• [MATERIAL SUPPLIED]

◇ ◇ ◇ ◇ ◇ ◇ ◇

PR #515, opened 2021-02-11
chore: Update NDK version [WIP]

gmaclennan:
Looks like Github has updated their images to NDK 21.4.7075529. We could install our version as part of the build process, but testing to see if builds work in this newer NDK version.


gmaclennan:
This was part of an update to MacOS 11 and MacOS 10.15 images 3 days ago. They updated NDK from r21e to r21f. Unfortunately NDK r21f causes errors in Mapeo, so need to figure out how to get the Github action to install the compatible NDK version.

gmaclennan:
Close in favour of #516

◇ ◇ ◇ ◇ ◇ ◇ ◇

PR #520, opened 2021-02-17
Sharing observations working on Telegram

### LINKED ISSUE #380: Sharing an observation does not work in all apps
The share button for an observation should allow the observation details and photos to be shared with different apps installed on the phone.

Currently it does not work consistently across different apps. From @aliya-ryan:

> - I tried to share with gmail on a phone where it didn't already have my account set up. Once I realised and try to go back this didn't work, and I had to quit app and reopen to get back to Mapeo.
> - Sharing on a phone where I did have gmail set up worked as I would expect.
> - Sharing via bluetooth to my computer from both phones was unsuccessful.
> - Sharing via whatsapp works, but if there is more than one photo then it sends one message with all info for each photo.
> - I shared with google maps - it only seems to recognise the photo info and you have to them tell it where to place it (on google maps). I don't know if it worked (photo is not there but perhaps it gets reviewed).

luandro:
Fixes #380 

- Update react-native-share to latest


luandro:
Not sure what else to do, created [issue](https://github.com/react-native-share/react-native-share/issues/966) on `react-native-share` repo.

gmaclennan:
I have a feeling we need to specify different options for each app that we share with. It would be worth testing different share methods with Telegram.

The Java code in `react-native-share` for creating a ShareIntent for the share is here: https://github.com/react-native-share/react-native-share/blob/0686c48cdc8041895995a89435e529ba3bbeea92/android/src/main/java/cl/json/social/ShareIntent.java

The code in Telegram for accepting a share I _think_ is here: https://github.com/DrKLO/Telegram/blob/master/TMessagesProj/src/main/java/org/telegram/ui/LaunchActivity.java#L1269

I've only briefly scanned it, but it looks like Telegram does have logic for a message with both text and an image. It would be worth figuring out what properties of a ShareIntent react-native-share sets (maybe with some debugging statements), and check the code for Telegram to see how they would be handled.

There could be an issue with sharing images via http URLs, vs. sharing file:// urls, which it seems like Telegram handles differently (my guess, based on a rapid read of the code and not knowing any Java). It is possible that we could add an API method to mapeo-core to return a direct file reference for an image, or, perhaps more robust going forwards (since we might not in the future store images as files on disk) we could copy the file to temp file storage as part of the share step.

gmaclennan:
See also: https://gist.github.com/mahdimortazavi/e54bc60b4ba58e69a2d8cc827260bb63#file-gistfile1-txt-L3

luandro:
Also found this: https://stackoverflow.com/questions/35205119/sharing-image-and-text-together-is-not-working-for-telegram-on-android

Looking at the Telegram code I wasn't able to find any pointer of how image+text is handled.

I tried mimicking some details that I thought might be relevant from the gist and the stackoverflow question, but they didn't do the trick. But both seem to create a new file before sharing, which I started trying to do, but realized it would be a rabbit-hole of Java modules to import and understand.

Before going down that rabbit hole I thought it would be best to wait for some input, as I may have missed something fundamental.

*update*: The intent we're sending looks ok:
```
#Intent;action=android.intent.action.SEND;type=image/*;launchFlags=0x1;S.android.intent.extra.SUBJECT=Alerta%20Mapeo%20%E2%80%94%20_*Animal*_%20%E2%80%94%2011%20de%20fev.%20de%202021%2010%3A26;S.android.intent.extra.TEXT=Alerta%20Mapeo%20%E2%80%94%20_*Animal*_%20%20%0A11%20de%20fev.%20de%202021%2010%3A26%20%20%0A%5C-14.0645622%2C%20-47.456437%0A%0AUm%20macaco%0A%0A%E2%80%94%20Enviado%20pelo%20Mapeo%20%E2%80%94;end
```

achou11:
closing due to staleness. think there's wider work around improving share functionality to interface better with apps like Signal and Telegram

◇ ◇ ◇ ◇ ◇ ◇ ◇

• [EXERCISE GOAL] Copy out only the lines of the records above from the one with "PR #515, opened 2021-02-11" through the one with "Close in favour of #516", exactly as they stand, both included.

• [SOLUTION TO THIS PROBLEM]
PR #515, opened 2021-02-11
chore: Update NDK version [WIP]

gmaclennan:
Looks like Github has updated their images to NDK 21.4.7075529. We could install our version as part of the build process, but testing to see if builds work in this newer NDK version.


gmaclennan:
This was part of an update to MacOS 11 and MacOS 10.15 images 3 days ago. They updated NDK from r21e to r21f. Unfortunately NDK r21f causes errors in Mapeo, so need to figure out how to get the Github action to install the compatible NDK version.

gmaclennan:
Close in favour of #516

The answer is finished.